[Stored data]
PR #71, opened 2020-10-13
fiX ssdt pnlf to include cfl

Lorys89:


Lorys89:
I am attaching aml version

[SSDT-PNLF-ALL.zip](https://github.com/acidanthera/WhateverGreen/files/5373650/SSDT-PNLF-ALL.zip)

Lorys89:
WHY?

Andrey1970AppleLife:
Use [SSDT-PNLFCFL](https://github.com/acidanthera/WhateverGreen/blob/master/Manual/SSDT-PNLFCFL.dsl)

Lorys89:
> Use [SSDT-PNLFCFL](https://github.com/acidanthera/WhateverGreen/blob/master/Manual/SSDT-PNLFCFL.dsl)

but ssdt pnlf all works, even on cfl notebook

vit9696:
Are we sure it does not break other laptops? I believe we did not update PNLF, because CFL additions caused issues to older models.

Lorys89:
tried on notebook cfl and kbl, now text on haswell notebook and I'll let you know.

vit9696:
CC @hieplpvip @headkaze @zhen-zen @khronokernel what can you add? I do not remember much about the backlight. Will reopen for now till I get further comment.

Lorys89:
tried on haswell notebooks and works.

zhen-zen:
Could you briefly describe where is the new `COFFEELAKE_PWMMAX` from? Other parts seems good since it will only affect CFL. So there's no need for testing on other platforms. And please fix the indent in `_STA`. 

Also, I just found something interesting: [Dynamic LED Backlight Control and Debug on Embedded Display Port (eDP) Panels using PWM Control Techniques](https://cdrdv2.intel.com/v1/dl/getContent/335207). Maybe the doc could help with the explanation, or if it's possible to make it part of the driver? Although I have written some code to reduce ACPI patches, current `SSDT-PNLF` is not that invasive and does a good job.

Lorys89:
> Could you briefly describe where is the new `COFFEELAKE_PWMMAX` from? Since the modification will only affect CFL, there's no need for testing on other platforms. And please fix the indent in `_STA`.
> 
> Also, I just found something interesting: [Dynamic LED Backlight Control and Debug on Embedded Display Port (eDP) Panels using PWM Control Techniques](https://cdrdv2.intel.com/v1/dl/getContent/335207). Maybe the doc could help with the explanation, or if it's possible to make it part of the driver? Although I have written some code to reduce ACPI patches, current `SSDT-PNLF` is not that invasive and does a good job.

the value is taken from cfl notebook, tested and works ssdt, ffff was not ok, ff3e is ok, if you need anything else, just ask.

Lorys89:
@zhen-zen I await your instructions, I am of the opinion that there must be only one universal ssdt pnlf

Manual/SSDT-PNLF.dsl
```diff
@@ -235,7 +245,7 @@ DefinitionBlock("", "SSDT", 2, "ACDT", "PNLF", 0)
                 If (!(8 & Local4) && Local2 != Local1)
                 {
                     // set new backlight PWMAX but retain current backlight level by scaling
-                    Local0 = (((^LEVX & 0xFFFF) * Local2) / Local1) | (Local2 << 16)
+                    Local0 = (((^LEVX & 0xFF3E) * Local2) / Local1) | (Local2 << 16)
```
hieplpvip, line 248: This change is wrong. This line of code is for Haswell to Kaby Lake. On these platforms, both backlight max frequency and duty cycle are controlled using only one 32-bit register: low 16 bits are for duty cycle and high 16 bits are for max frequency.

`^LEVX & 0xFFFF` gives us the low 16 bits, or duty cycle. We then rescale this value to match the new PWMMAX being set.

hieplpvip:
The traditional way to patch backlight before WhateverGreen exist is to set the hardware PWMMAX to match the value specified in the framebuffer (e.g. 0x56c for Kaby Lake). This is done with SSDT-PNLF.

For some reasons (I can't remember exactly, seem to be 32-bit calculation overflow), this doesn't work anymore on Coffee Lake. Instead of setting the hardware PWMMAX to match that of macOS, we now rescale the value from macOS to match the hardware ([source](https://github.com/acidanthera/WhateverGreen/blob/master/WhateverGreen/kern_igfx.cpp#L522-L570)). This allows SSDT-PNLFCFL to be much cleaner, as we only need to set _UID to match backlight profiles [here](https://github.com/acidanthera/WhateverGreen/blob/master/WhateverGreen/kern_weg.cpp#L32-L89).

I don't know where the value `COFFEELAKE_PWMMAX 0xffff` comes from. According to the comments in WhateverGreen, macOS uses 7777 or 22222 for Coffee Lake. I guess 0xffff is some arbitrary value that RehabMan chose. Still, neither `0xffff` nor `0xff3e` match the value used by macOS. This may result in not having full range of backlight.

I believe that the new patch should also be ported back to older platforms. @vit9696 I can do that if you want.

vit9696:
@hieplpvip if you mean like your previous PR, that makes sense to me. Last time we did not test the changes in time and compare them to the original, but that is what we wanted to do before merging. I agree that this CFL approach is cleaner than what we have now, so better to backport it I guess.

Closing this PR due to issues explained above. For _STA change this could be submitted separately.

Andrey1970AppleLife:
> For _STA change this could be submitted separately.

It isn't mandatory for this table.

vit9696:
Does not Windows show unidentified device without it? If not, I guess we can pass indeed.

Andrey1970AppleLife:
> Does not Windows show unidentified device without it? If not, I guess we can pass indeed.

No problems with Windows.

Lorys89:
> Does not Windows show unidentified device without it? If not, I guess we can pass indeed.

revert _sta  https://github.com/Lorys89/WhateverGreen/blob/master/Manual/SSDT-PNLF.dsl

▶ _Task objective_
Whenever the word "acidanthera" shows up in a line of the entries, copy that line.

▶ _Answer_
[SSDT-PNLF-ALL.zip](https://github.com/acidanthera/WhateverGreen/files/5373650/SSDT-PNLF-ALL.zip)
Use [SSDT-PNLFCFL](https://github.com/acidanthera/WhateverGreen/blob/master/Manual/SSDT-PNLFCFL.dsl)
> Use [SSDT-PNLFCFL](https://github.com/acidanthera/WhateverGreen/blob/master/Manual/SSDT-PNLFCFL.dsl)
For some reasons (I can't remember exactly, seem to be 32-bit calculation overflow), this doesn't work anymore on Coffee Lake. Instead of setting the hardware PWMMAX to match that of macOS, we now rescale the value from macOS to match the hardware ([source](https://github.com/acidanthera/WhateverGreen/blob/master/WhateverGreen/kern_igfx.cpp#L522-L570)). This allows SSDT-PNLFCFL to be much cleaner, as we only need to set _UID to match backlight profiles [here](https://github.com/acidanthera/WhateverGreen/blob/master/WhateverGreen/kern_weg.cpp#L32-L89).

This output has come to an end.